*** RECORDS TO PROCESS ***

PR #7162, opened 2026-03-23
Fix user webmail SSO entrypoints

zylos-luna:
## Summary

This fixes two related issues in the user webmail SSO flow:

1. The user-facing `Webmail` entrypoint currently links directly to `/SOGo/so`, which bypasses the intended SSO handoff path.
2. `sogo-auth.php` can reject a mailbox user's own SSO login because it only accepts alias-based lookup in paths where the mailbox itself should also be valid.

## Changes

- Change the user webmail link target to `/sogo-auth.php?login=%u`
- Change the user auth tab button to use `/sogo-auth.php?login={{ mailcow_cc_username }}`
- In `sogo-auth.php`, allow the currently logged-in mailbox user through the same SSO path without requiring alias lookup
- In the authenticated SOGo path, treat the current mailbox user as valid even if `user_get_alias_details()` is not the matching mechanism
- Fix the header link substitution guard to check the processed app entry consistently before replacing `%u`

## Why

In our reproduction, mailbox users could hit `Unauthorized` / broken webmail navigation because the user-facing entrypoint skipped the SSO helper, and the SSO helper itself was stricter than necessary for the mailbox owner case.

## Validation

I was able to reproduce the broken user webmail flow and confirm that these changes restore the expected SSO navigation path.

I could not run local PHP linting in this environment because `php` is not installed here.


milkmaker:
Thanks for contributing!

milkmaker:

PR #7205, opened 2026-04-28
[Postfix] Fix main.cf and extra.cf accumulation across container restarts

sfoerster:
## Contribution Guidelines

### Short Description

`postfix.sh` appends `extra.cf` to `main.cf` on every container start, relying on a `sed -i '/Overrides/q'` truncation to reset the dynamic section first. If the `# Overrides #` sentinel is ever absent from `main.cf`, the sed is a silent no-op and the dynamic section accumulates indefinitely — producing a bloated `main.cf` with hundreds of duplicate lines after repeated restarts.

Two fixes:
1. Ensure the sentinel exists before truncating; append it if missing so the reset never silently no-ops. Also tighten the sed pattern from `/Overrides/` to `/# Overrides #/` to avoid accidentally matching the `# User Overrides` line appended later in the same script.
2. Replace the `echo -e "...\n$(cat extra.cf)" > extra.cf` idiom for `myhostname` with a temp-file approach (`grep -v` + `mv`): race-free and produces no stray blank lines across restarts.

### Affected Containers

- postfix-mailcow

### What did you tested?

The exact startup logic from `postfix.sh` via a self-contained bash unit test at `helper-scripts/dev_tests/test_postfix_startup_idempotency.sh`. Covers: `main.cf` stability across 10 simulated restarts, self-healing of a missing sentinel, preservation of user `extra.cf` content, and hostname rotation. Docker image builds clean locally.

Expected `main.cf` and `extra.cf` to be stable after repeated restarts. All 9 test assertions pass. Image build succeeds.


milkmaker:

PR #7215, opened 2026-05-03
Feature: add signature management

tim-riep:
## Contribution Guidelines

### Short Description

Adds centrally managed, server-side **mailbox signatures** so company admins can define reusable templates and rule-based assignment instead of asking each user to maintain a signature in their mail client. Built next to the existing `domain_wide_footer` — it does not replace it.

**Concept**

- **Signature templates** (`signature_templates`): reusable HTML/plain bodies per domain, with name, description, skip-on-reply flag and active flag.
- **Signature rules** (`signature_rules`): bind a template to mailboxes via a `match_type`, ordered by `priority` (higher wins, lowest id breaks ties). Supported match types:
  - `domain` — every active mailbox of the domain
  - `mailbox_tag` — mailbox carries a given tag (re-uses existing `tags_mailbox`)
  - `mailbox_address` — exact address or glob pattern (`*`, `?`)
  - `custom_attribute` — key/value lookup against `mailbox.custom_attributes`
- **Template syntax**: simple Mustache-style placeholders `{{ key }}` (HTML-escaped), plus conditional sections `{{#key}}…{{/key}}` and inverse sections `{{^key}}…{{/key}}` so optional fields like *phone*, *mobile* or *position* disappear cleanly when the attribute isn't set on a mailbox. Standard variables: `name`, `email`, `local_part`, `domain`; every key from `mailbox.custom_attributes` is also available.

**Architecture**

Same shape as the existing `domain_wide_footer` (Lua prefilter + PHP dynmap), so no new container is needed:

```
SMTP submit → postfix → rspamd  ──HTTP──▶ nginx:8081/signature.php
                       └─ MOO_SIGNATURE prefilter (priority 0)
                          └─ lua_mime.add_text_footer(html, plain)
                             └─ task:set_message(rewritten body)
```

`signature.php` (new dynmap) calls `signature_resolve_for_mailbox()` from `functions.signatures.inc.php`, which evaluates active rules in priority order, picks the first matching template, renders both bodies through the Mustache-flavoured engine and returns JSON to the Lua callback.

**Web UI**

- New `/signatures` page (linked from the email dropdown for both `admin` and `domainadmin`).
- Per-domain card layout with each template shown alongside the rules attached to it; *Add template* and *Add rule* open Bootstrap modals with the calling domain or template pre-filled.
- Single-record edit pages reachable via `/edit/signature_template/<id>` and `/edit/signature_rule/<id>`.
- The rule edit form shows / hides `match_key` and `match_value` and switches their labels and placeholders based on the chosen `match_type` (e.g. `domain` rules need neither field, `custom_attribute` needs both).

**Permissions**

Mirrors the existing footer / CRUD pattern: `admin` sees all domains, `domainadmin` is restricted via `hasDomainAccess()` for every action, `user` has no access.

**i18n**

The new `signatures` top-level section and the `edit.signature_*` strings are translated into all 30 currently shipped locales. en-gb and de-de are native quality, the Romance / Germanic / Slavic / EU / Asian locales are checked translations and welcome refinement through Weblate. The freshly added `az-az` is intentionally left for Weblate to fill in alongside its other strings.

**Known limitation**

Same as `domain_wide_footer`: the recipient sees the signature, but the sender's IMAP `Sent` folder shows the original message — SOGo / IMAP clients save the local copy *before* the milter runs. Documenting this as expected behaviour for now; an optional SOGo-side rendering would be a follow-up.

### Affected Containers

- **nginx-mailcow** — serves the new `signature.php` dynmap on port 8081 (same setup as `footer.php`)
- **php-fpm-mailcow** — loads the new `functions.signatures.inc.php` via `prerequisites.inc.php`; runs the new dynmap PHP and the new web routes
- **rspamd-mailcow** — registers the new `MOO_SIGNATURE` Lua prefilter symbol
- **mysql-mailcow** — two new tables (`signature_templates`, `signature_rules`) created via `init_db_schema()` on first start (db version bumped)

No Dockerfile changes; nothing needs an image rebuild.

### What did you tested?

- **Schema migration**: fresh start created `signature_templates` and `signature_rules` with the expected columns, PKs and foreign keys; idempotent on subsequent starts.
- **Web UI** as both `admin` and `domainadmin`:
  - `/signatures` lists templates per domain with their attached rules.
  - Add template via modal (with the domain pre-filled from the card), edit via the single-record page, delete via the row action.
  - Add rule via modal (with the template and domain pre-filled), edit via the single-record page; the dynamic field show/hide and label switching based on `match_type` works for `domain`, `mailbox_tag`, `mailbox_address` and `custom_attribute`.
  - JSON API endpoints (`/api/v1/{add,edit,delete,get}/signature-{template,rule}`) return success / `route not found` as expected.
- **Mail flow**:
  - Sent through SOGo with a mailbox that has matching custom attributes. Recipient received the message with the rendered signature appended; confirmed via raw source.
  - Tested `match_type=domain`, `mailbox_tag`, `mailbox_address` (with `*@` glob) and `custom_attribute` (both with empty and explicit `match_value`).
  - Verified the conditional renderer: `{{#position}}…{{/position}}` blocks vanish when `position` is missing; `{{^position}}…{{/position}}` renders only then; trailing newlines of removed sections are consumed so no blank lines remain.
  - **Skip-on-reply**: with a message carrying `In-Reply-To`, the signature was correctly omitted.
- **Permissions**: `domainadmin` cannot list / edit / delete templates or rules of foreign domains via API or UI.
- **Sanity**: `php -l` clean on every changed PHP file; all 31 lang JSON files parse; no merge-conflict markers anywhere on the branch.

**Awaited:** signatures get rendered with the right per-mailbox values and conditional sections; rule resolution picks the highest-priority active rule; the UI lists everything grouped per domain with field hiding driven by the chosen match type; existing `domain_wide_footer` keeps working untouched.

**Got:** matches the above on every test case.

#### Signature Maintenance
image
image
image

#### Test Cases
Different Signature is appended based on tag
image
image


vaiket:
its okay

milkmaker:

*** End of RECORDS TO PROCESS ***

Of the lines above, output exactly those from the line bearing "- **Signature templates**" through the line bearing "key/value lookup against", inclusive.

- **Signature templates** (`signature_templates`): reusable HTML/plain bodies per domain, with name, description, skip-on-reply flag and active flag.
- **Signature rules** (`signature_rules`): bind a template to mailboxes via a `match_type`, ordered by `priority` (higher wins, lowest id breaks ties). Supported match types:
  - `domain` — every active mailbox of the domain
  - `mailbox_tag` — mailbox carries a given tag (re-uses existing `tags_mailbox`)
  - `mailbox_address` — exact address or glob pattern (`*`, `?`)
  - `custom_attribute` — key/value lookup against `mailbox.custom_attributes`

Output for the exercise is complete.